======== Entries supplied ========

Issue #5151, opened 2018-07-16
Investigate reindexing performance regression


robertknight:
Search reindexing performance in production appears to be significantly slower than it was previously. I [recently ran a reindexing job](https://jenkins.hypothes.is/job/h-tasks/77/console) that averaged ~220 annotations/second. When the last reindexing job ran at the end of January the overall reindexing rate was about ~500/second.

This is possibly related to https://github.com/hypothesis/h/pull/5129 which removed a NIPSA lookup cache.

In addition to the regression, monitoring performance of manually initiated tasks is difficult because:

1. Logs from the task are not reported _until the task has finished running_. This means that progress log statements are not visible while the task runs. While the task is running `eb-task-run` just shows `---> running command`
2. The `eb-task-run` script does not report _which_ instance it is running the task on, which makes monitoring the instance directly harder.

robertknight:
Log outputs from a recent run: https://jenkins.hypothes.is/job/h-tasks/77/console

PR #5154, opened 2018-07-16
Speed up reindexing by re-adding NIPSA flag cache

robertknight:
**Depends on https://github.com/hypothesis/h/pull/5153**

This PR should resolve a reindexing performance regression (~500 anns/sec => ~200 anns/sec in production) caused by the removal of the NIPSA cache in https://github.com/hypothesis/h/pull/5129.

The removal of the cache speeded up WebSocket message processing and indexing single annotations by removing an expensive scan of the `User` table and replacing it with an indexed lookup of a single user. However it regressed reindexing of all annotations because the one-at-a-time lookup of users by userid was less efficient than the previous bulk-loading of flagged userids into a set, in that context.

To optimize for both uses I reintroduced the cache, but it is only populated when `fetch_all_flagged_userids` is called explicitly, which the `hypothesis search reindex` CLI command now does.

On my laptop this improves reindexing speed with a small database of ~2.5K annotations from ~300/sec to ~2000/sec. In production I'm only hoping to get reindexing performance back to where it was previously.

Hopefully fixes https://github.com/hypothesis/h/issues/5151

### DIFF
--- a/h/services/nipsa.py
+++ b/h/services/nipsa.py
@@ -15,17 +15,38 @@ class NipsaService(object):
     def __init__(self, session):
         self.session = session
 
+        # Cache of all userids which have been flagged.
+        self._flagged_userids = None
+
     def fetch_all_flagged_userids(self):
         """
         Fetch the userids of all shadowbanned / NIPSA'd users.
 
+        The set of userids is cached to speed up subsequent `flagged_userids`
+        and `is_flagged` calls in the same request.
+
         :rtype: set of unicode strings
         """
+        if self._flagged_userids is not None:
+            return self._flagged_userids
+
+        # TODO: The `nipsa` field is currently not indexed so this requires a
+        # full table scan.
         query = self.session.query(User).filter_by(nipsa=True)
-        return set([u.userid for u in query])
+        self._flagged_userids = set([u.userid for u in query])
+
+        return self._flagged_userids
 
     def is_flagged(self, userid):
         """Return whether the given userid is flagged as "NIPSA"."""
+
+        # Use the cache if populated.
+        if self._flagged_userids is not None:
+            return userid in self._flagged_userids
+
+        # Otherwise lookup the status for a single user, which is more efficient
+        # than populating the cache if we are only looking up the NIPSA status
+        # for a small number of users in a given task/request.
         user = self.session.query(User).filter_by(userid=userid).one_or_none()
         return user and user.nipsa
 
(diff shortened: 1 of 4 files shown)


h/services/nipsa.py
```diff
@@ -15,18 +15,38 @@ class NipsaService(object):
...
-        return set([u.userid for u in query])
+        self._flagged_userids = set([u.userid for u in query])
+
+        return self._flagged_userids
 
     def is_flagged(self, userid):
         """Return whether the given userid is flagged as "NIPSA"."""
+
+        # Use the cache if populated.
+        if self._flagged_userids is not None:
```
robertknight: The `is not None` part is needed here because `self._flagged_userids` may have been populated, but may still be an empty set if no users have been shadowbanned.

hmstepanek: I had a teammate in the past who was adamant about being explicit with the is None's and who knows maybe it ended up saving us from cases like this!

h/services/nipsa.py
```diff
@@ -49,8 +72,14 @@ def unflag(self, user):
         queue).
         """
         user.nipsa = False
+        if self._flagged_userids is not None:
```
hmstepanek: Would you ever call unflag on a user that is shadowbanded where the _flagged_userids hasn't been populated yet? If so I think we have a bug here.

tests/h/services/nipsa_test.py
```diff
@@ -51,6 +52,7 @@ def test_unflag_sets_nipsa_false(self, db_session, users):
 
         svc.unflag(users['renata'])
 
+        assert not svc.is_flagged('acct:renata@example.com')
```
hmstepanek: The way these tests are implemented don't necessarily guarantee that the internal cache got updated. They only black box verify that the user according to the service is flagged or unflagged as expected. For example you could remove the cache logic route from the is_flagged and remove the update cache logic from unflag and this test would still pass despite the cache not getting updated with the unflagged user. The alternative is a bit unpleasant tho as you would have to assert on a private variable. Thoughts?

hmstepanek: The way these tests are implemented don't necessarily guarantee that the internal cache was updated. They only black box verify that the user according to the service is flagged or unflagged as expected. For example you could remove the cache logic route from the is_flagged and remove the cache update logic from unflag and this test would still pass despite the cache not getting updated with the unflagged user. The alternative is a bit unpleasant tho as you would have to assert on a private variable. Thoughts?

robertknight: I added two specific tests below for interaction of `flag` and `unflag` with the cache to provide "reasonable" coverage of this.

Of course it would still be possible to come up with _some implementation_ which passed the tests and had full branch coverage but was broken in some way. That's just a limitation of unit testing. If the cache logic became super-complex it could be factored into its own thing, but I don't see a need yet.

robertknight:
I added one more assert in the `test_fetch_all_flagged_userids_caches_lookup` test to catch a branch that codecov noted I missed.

========

§ **Task**
Using the data above, restate word for word the lines from its opening line through the line that contains "In addition to", and no more.

§ **Written answer**
Issue #5151, opened 2018-07-16
Investigate reindexing performance regression


robertknight:
Search reindexing performance in production appears to be significantly slower than it was previously. I [recently ran a reindexing job](https://jenkins.hypothes.is/job/h-tasks/77/console) that averaged ~220 annotations/second. When the last reindexing job ran at the end of January the overall reindexing rate was about ~500/second.

This is possibly related to https://github.com/hypothesis/h/pull/5129 which removed a NIPSA lookup cache.

In addition to the regression, monitoring performance of manually initiated tasks is difficult because:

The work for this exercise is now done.